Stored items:
□ □ □

PR #71, opened 2015-11-17
Add drive partition control job and task

yyscamper:
This PR is to implement a job to do drive partition control, such as clear all partitions for target drives.

It is a sub-feature of ORFS-97 [Extend base OS and workflow to configure RAID array prior to bootstrap](https://hardware.corp.emc.com/display/CI/Extend+base+OS+and+workflow+to+configure+RAID+array+prior+to+bootstrap).

This task will be eventually embedded in OS bootstrap workflow, as we found some error when install ESXi and Redhat alternately, if the drive partition is corrupted, the ESXi installation will fail, so we have to manually reset the drive config. So if this task is inserted, we can avoid such manual work.

The drive partition operation will depend on a tool named "parted", @iceiilin opened another PR (https://github.com/RackHD/on-imagebuilder/pull/7) to include this tool in our micorkernel.

The dependent PR: https://github.com/RackHD/on-imagebuilder/pull/7

### DIFF
--- a/lib/jobs/drive-partition-control.js
+++ b/lib/jobs/drive-partition-control.js
@@ -1,0 +1,222 @@
+// Copyright 2015, EMC, Inc.
+/* jshint: node:true */
+
+'use strict';
+
+var di = require('di');
+
+module.exports = drivePartitionJobFactory;
+di.annotate(drivePartitionJobFactory, new di.Provide('Job.Drive.Partition.Control'));
+    di.annotate(drivePartitionJobFactory,
+    new di.Inject(
+        'Job.Base',
+        'Logger',
+        'Promise',
+        'Assert',
+        'Util',
+        '_'
+    )
+);
+
+function drivePartitionJobFactory(
+    BaseJob,
+    Logger,
+    Promise,
+    assert,
+    util,
+    _)
+{
+    var logger = Logger.initialize(drivePartitionJobFactory);
+
+    /**
+     * @param {Object} options
+     * @param {Object} context
+     * @param {String} taskId
+     * @constructor
+     */
+    function DrivePartitionJob(options, context, taskId) {
+        DrivePartitionJob.super_.call(this, logger, options, context, taskId);
+
+        assert.string(this.context.target);
+        assert.string(this.options.action);
+        this.nodeId = this.context.target;
+    }
+    util.inherits(DrivePartitionJob, BaseJob);
+
+    /**
+     * Find the action handle function for specified action
+     * @param {String} actionName - The action
+     * @return {Function} The action handle function
+     */
+    DrivePartitionJob.prototype._findActionHandle = function(actionName) {
+        var funcName = actionName + 'Handle';
+        var handleFunc = this[funcName];
+        if (!handleFunc) {
+            return function() {};
+        }
+        if (!_.isFunction(handleFunc)) {
+            throw(new Error('The handling for partition ' + actionName + ' is not callable.'));
+        }
+        return handleFunc;
+    };
+
+    /**
+     * Build the commands for disk partition control
+     * @return {Array} The array contains the full format command of partition control using
+     * the tool 'parted'
+     */
+    DrivePartitionJob.prototype._buildCommands = function() {
+        var self = this;
+        if (self.options.action === 'clear') {
+            var type = self.options.partitionType || 'gpt';
+            return self.options.driveIds.map(function(id) {
+                return {
+                    cmd: 'sudo parted -s ' + id + ' mklabel ' + type
+                };
+            });
+        }
+    };
+
+    /**
+     * The function the parse the output of tool 'parted', to judge whether the parted does job
+     * successfully or failed.
+     *
+     * For the 'parted' tool, if command execution success, the command output is empty. So if the
+     * command output is emtpy, it means the command runs successfully, otherwise failed.
+     *
+     * @param {String} commandOutput - The stdout of parted command execution.
+     * @return {Object} The returned object contains two properties 'error', 'data'; the 'error'
+     * indicates whether the command execution has failure (by judging the command output), the
+     * 'data' is optional, it contains the parsed or re-formated data.
+     */
+    DrivePartitionJob.prototype._outputParser = function(commandOutput) {
+       var failed = (commandOutput !== '');
+        return {
+            error: failed
+        };
+    };
+
+    /**
+     * The function to handle partition clearing.
+     * @return {Promise}
+     */
+    DrivePartitionJob.prototype.clearHandle = function() {
+        return this.runRemoteCommand(this._buildCommands(), this._outputParser);
+    };
+
+    /**
+     * Handle the response data from node
+     * @param {Array} data - The response data from node for each commands.
+     * @param {Function} parser - The function to parse the each command output.
+     * @return {Object}
+     */
+    DrivePartitionJob.prototype.handleResponse = function(data, parser) {
+        var self = this;
+        var parsedResult = [];
+        var failed = _.some(data.tasks, function(task) {
+            if (task.error) {
+                logger.error('Fail to run command on node.', {
+                    nodeId: self.nodeId,
+                    responseObject: task
+                });
+                return true;
+            }
+            if (parser) {
+                var result = parser.call(null, task.stdout);
+                if (result.error) {
+                    logger.error('The parser tells command execution has failure on node.', {
+                        nodeId: self.nodeId,
+                        responseObject: task
+                    });
+                    return true;
+                }
+                parsedResult.push(result);
+            }
+            else {
+                parsedResult.push(task.stdout);
+            }
+            return false;
+        });
+
+        if (failed) {
+            return { error: true };
+        }
+        else {
+            return { error: false, data: parsedResult };
+        }
+    };
+
+    /**
+     * The common function to remotely run commands in microkernel and handle its response,
+     * This function is wrapped as Promise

□ □ □

# TASK OBJECTIVE
Answer with one number, namely how many lines in the records contain the string "funcName".

# FINISHED TASK
2